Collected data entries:
§
Issue #16043, opened 2019-10-21
Customers created in another shop are not displayed in the list if the shop group share customers


marionf:
**Describe the bug**
Customers created in another shop are not displayed in the list if the shop group share customers

**To Reproduce**
1. Enable multistore in Shop parameters > General
2. Go in advanced parameters > Multistore 
3. Add a new shop group "group2" and share customers, share available quantity to sell and share orders
4. Add a new shop "shop1" in "group2"
5. Define an URL for "shop1"
6. Add a new shop "shop2" in group2"
7. Define an URL for "shop2"
8. Open "shop1" FO and create a customer account
9. Go in BO > Customers > Customers and select "Shop1": You see the customer created OK
10. Click on view the customer in "shop1": OK
11. Select "shop2", you still view the customer details: OK
12. Go in BO > Customers > Customers and select "Shop2": You don't see the customer created NOK
13. Open "shop2" FO and try to login with the customer created in "shop1": OK 

If the shop group share customers, I should see in the list customers created in another shop
It was working in 1.7.5.2

**Additional information**
PrestaShop version: 1.7.6.1
PHP version: N/A

marionf:
@Robin-Fischer-PS & @sarahdib 
You can take note of this scenario for the migration of order list & order view pages
As we also have the option to "share orders"
Which means if it's enabled for the shop group, I should be able to see in shop2 an order created in shop1 and vice versa

jolelievre:
Closed by #16047

PR #16047, opened 2019-10-21
Handle multistore customers sharing in customers listing at group level

matks:
| Questions     | Answers
| Branch?       | 1.7.6.x
| Description?  | Handle multistore customers sharing in customers listing at group level
| Type?         | bug fix
| Category?     | BO
| BC breaks?    | no
| Deprecations? | no
| Fixed ticket? | Fixes https://github.com/PrestaShop/PrestaShop/issues/16043
| How to test?  | Please see issue, and check multistore behavior for Customers listing. Please also check if "customers sharing" setting is working fine when disabled

---
This change is [Reviewable](https://reviewable.io/reviews/prestashop/prestashop/16047)

### DIFF
--- a/src/Adapter/Shop/Context.php
+++ b/src/Adapter/Shop/Context.php
@@ -73,6 +73,23 @@ class Context implements MultistoreContextCheckerInterface, ShopContextInterface
     }
 
     /**
+     * Return the result of getContextListShopID() for customers usecase
+     * This handles the "multishop sharing customer" feature setting
+     *
+     * @return array
+     */
+    public function getContextListShopIDUsingCustomerSharingSettings()
+    {
+        $groupSettings = Shop::getGroupFromShop(Shop::getContextShopID(), false);
+
+        if ($groupSettings['share_customer']) {
+            return Shop::getContextListShopID(Shop::SHARE_CUSTOMER);
+        } else {
+            return Shop::getContextListShopID();
+        }
+    }
+
+    /**
      * Get if it's a GroupShop context.
      *
      * @return bool
--- a/src/PrestaShopBundle/Resources/config/services/core/grid/doctrine_query_builder.yml
+++ b/src/PrestaShopBundle/Resources/config/services/core/grid/doctrine_query_builder.yml
@@ -66,7 +66,7 @@ services:
         arguments:
             - '@prestashop.core.query.doctrine_search_criteria_applicator'
             - "@=service('prestashop.adapter.legacy.context').getContext().language.id"
-            - '@=service("prestashop.adapter.shop.context").getContextListShopID()'
+            - '@=service("prestashop.adapter.shop.context").getContextListShopIDUsingCustomerSharingSettings()'
         public: true
 
     prestashop.core.grid.quer_.builder.language:


src/PrestaShopBundle/Resources/config/services/core/grid/doctrine_query_builder.yml
```diff
@@ -66,7 +66,7 @@ services:
         arguments:
             - '@prestashop.core.query.doctrine_search_criteria_applicator'
             - "@=service('prestashop.adapter.legacy.context').getContext().language.id"
-            - '@=service("prestashop.adapter.shop.context").getContextListShopID()'
+            - '@=service("prestashop.adapter.shop.context").getContextListShopID(parameter("const_shop_share_customer"))'
```
matks: Although this behavior was handled by a long if/else in legacy code:
https://github.com/PrestaShop/PrestaShop/blob/develop/classes/shop/Shop.php
It seems using a proper `Shop::getContextListShopID($share))` I can deal with it more simply
https://github.com/PrestaShop/PrestaShop/blob/develop/classes/shop/Shop.php#L923

matks: To sum it up:
It was implemented in another way in legacy customers listing
but ... it seems I can fix the bug passing a single param to what was used before
so: I was reused a legacy function, but different from the one that was used before

PierreRambaud (dismissed):

src/PrestaShopBundle/Resources/config/services/core/grid/doctrine_query_builder.yml
PierreRambaud: Really cool if we can fix it like that! :+1:

jolelievre: The only question is: are we sure that `prestashop.core.grid.query_builder.customer` is only used in this context and/or always needs to use the group sharing?

matks: @jolelievre ah you're right ... I think I "forced" the "shared data" behavior although this is an option that merchant can choose not to use

colinegin:
@Robin-Fischer-PS did you find any issue on this PR ?

Robin-Fischer-PS:
@colinegin No, but @jolelievre told me it wasn't ready for QA yet on Slack !

src/PrestaShopBundle/Resources/config/services/core/grid/doctrine_query_builder.yml
jolelievre: Mmm, so does it mean you should use the value from a `Configuration::get` (if it exists) instead of the const value?

matks: I'm going to need to re-implement legacy way to work
which means this `if/else`
https://github.com/PrestaShop/PrestaShop/blob/develop/classes/shop/Shop.php#L1077

to make it short
```
if ($group['share_customer']) {
    $ids = Shop::getContextListShopID($share));
} else {
    $ids = Shop::getContextListShopID())
}
```

and I need to do this at configuration/constructor level 🤔 

I'm afraid a BC break will be needed 😭

jolelievre: You mean a BC because you will have to change the constructor of `CustomerQueryBuilder`

Maybe you could instead create a new service `ShopRepository` with a `getContextListId()` method that would manage this if/else case Then you can simply change the service definition and there is no BC (all the naming can of course be improved, it's a quick proposition)

matks: Idea is good 👍

jolelievre (changes requested):
Just to clarify this PR status and write what we discussed:
- create a service to get the shop list
- this service is able to adapt this list to the ShopContext (especially the shared data depending on the group/shop)
- update `prestashop.core.grid.query_builder.customer` to use this new service for its dependencies
- check if some other services might have the same problem in their definition

matks:
I implemented @jolelievre idea and ammended the commit. Should be fine now.

src/Adapter/Shop/Context.php
```diff
@@ -72,6 +72,23 @@ public function getContextListShopID($share = false)
...
+     * This handles the "multishop sharing customer" feature setting
+     *
+     * @return array
+     */
+    public function getContextListShopIDUsingCustomerSharingSettings()
+    {
+        $groupSettings = Shop::getGroupFromShop(Shop::getContextShopID(), false);
+
+        if ($groupSettings['share_customer']) {
+            return Shop::getContextListShopID(Shop::SHARE_CUSTOMER);
```
jolelievre, line 86: Maybe we should manage the other two sharing types since we're at it ^^
Shop::SHARE_ORDER and SHOP::SHARE_STOCK
cd https://github.com/PrestaShop/PrestaShop/blob/2776a60d01dc3dac4fbfeb02b8bb67daedbed574/classes/shop/Shop.php#L900

jolelievre: I wonder if we should also take a look at other places where this method is used like:
https://github.com/PrestaShop/PrestaShop/blob/2776a60d01dc3dac4fbfeb02b8bb67daedbed574/src/Adapter/Module/ModuleDataProvider.php#L167

But I guess this bug only occurs for entities that have sharing capabilities, so Customer, Order, Stock Then we must be careful about (develop branch only):

https://github.com/PrestaShop/PrestaShop/blob/2776a60d01dc3dac4fbfeb02b8bb67daedbed574/src/PrestaShopBundle/Resources/config/services/core/grid/doctrine_query_builder.yml#L202

jolelievre (approved):
Thanks @matks I approve this one since I think it's enough for the bug
Although there might be other places in the code that could have the same issue (see my last comments)

Robin-Fischer-PS:
Hi here ! It's good for QA.

Thanks @matks :)

jolelievre:
Thank you @matks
§
Task to carry out: Filter the entries down to the lines holding the string "that". Copy each of those lines.

Answer to the exercise:
so: I was reused a legacy function, but different from the one that was used before
PierreRambaud: Really cool if we can fix it like that! :+1:
jolelievre: The only question is: are we sure that `prestashop.core.grid.query_builder.customer` is only used in this context and/or always needs to use the group sharing?
matks: @jolelievre ah you're right ... I think I "forced" the "shared data" behavior although this is an option that merchant can choose not to use
Maybe you could instead create a new service `ShopRepository` with a `getContextListId()` method that would manage this if/else case Then you can simply change the service definition and there is no BC (all the naming can of course be improved, it's a quick proposition)
But I guess this bug only occurs for entities that have sharing capabilities, so Customer, Order, Stock Then we must be careful about (develop branch only):
Although there might be other places in the code that could have the same issue (see my last comments)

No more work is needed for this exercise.